Joedrick Pupe

Personal information
- Date of birth: 4 June 1997 (age 29)
- Place of birth: Bruges, Belgium
- Height: 1.90 m (6 ft 3 in)
- Position: Centre-back

Team information
- Current team: Sint-Truiden
- Number: 23

Youth career
- 2003–2014: Club Brugge
- 2014–2018: Kortrijk
- 2018–2019: Almere City

Senior career*
- Years: Team / Apps / (Gls)
- 2019–2020: Almere City U21 / 13 / (0)
- 2020–2021: KSV Oostkamp [nl]
- 2021–2022: Sint-Eloois-Winkel / 26 / (0)
- 2022–2023: Lierse / 27 / (2)
- 2023–2025: Dender / 62 / (0)
- 2025–2026: Vancouver Whitecaps FC / 2 / (0)
- 2026: → Sint-Truiden (loan) / 8 / (1)
- 2026–: Sint-Truiden / 0 / (0)

= Joedrick Pupe =

Belgian footballer (born 1997)

Joedrick Pupe (born 4 June 1997) is a Belgian professional footballer who plays as a centre-back for Sint-Truiden.

==Career==
A youth product of Club Brugge, Pupe moved to the academy of Kortrijk in 2014. On 27 June 2018, he moved to the Dutch club Almere City on a two-year contract, where he first assigned to their U21s. A knee injury prevented him from joining their senior, and he returned to semi-pro teams in Belgium with
KSV Oostkamp and Sint-Eloois-Winkel from 2020 to 2022. On 7 June 2022, he returned to professional football with Lierse on a one-year contract. On 4 July 2023, he transferred to Dender for two seasons. On 4 July 2024, he extended his contract with Dender until 2027 after helping the club get promoted to the Belgian Pro League.

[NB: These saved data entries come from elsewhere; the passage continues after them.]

PR #5092, opened 2021-08-31
fix(bridge): project delete dialog was not closed (#5091)

### LINKED ISSUE #5091: Project delete dialog is not closed
**Describe the bug**
If you delete a project, you are instantly redirected to the dashboard and the delete-dialog does not disappear. 

**Expected behavior**
The redirect occurs after the project is deleted and the delete-dialog should be closed.

**Screenshots**
image

**Additional context**
root cause is probably 
https://github.com/keptn/keptn/blob/78e55bb74191a8bd1673ae01653a751487c38775/bridge/client/app/_components/ktb-project-settings/ktb-project-settings.component.ts#L190-L196

This event is triggered instantly because we have a `BehaviorSubject` here, which emits it's current value.

Kirdock:
Fixes #5091
Also fixes an issue that causes the delete action to be canceled


ermin-muratovic (approved):
lgtm

PR #5119, opened 2021-09-01
fix(bridge): faded-out integrations were not excluded from unread-error-event check (#5118)

### LINKED ISSUE #5118: Unread error event indicator for integrations is shown even if there aren't any
At the moment the unread error event indicator is shown if there are faded-out integrations with unread error events. Faded-out integrations should be excluded here.

Kirdock:
Fixes #5118 


ermin-muratovic (approved):
lgtm

PR #5120, opened 2021-09-01
fix(bridge): faded-out integrations were not excluded from unread-error-event check (#5118)

### LINKED ISSUE #5118: Unread error event indicator for integrations is shown even if there aren't any

Kirdock:
# Related PR
https://github.com/keptn/keptn/pull/5119


ermin-muratovic (approved):
lgtm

On 20 August 2025, Pupe signed with Major League Soccer club Vancouver Whitecaps until the end of 2027, with a club option for 2028.

On 29 January 2026, Pupe signed with Sint-Truidense V.V. on loan until June 2026.

On 23 June 2026, Sint-Truidense VV bought Joedrick Pupe after his short-term loan.

==Personal life==
While at Sint-Eloois-Winkel in 2021, Pupe was a part-time footballer who worked at a warehouse. He runs a coffee shop in Ostend with his brother-in-law.